_Your instructions_
Which lines run from the start of the data below to the line containing "--- a/src/deluge/gui/views/performance_session_view.cpp"? Set them down exactly, with none added.

Start of Dataset excerpts

Issue #996, opened 2024-01-16
Enhancement / Add Song/Grid Mute Column to Sidebar to Launch Clips while in Performance View


seangoodvibes:
### Please describe the problem:

Request to see the sections from grid view / clips from song view so that you can launch sections / clips while in performance view

### What is the expected behavior?

Same interaction with mute column in sidebar in performance view as when you are in Song/Grid view

### What hardware did you reproduce it with?

OLED

### What firmware did you reproduce it with?

Nightly

PR #1194, opened 2024-02-08
Add Arranger and Session Sidebar's to Performance View

seangoodvibes:
Added Arranger and Session Sidebar's to Performance View

This closes issue https://github.com/SynthstromAudible/DelugeFirmware/issues/996

### DIFF
--- a/src/deluge/gui/views/performance_session_view.cpp
+++ b/src/deluge/gui/views/performance_session_view.cpp
@@ -256,10 +256,6 @@ void PerformanceSessionView::focusRegained() {
 
 	updateLayoutChangeStatus();
 
-	if (defaultEditingMode) {
-		indicator_leds::blinkLed(IndicatorLED::KEYBOARD);
-	}
-
 	if (display->have7SEG()) {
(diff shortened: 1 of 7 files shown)


src/deluge/gui/views/performance_session_view.cpp
```diff
@@ -881,18 +897,40 @@ ActionResult PerformanceSessionView::padAction(int32_t xDisplay, int32_t yDispla
 			}
 			uiNeedsRendering(this); // re-render pads
 		}
+		// pressing the first column in sidebar to trigger sections / clips
+		else if (xDisplay == kDisplayWidth) {
```
m-m-adams, line 901: this section would be a lot easier to follow if you inverted the order of the checks - something like this:

if (xDisplay >= kDisplayWidth) {
if (in arranger) {
    do arranger things
}
else {
    if (not in grid) {
        do session view things
    }
    else {
        do grid session things
   }
}
}

m-m-adams (approved):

End of Dataset excerpts

_Exercise output_
Issue #996, opened 2024-01-16
Enhancement / Add Song/Grid Mute Column to Sidebar to Launch Clips while in Performance View


seangoodvibes:
### Please describe the problem:

Request to see the sections from grid view / clips from song view so that you can launch sections / clips while in performance view

### What is the expected behavior?

Same interaction with mute column in sidebar in performance view as when you are in Song/Grid view

### What hardware did you reproduce it with?

OLED

### What firmware did you reproduce it with?

Nightly

PR #1194, opened 2024-02-08
Add Arranger and Session Sidebar's to Performance View

seangoodvibes:
Added Arranger and Session Sidebar's to Performance View

This closes issue https://github.com/SynthstromAudible/DelugeFirmware/issues/996

### DIFF
--- a/src/deluge/gui/views/performance_session_view.cpp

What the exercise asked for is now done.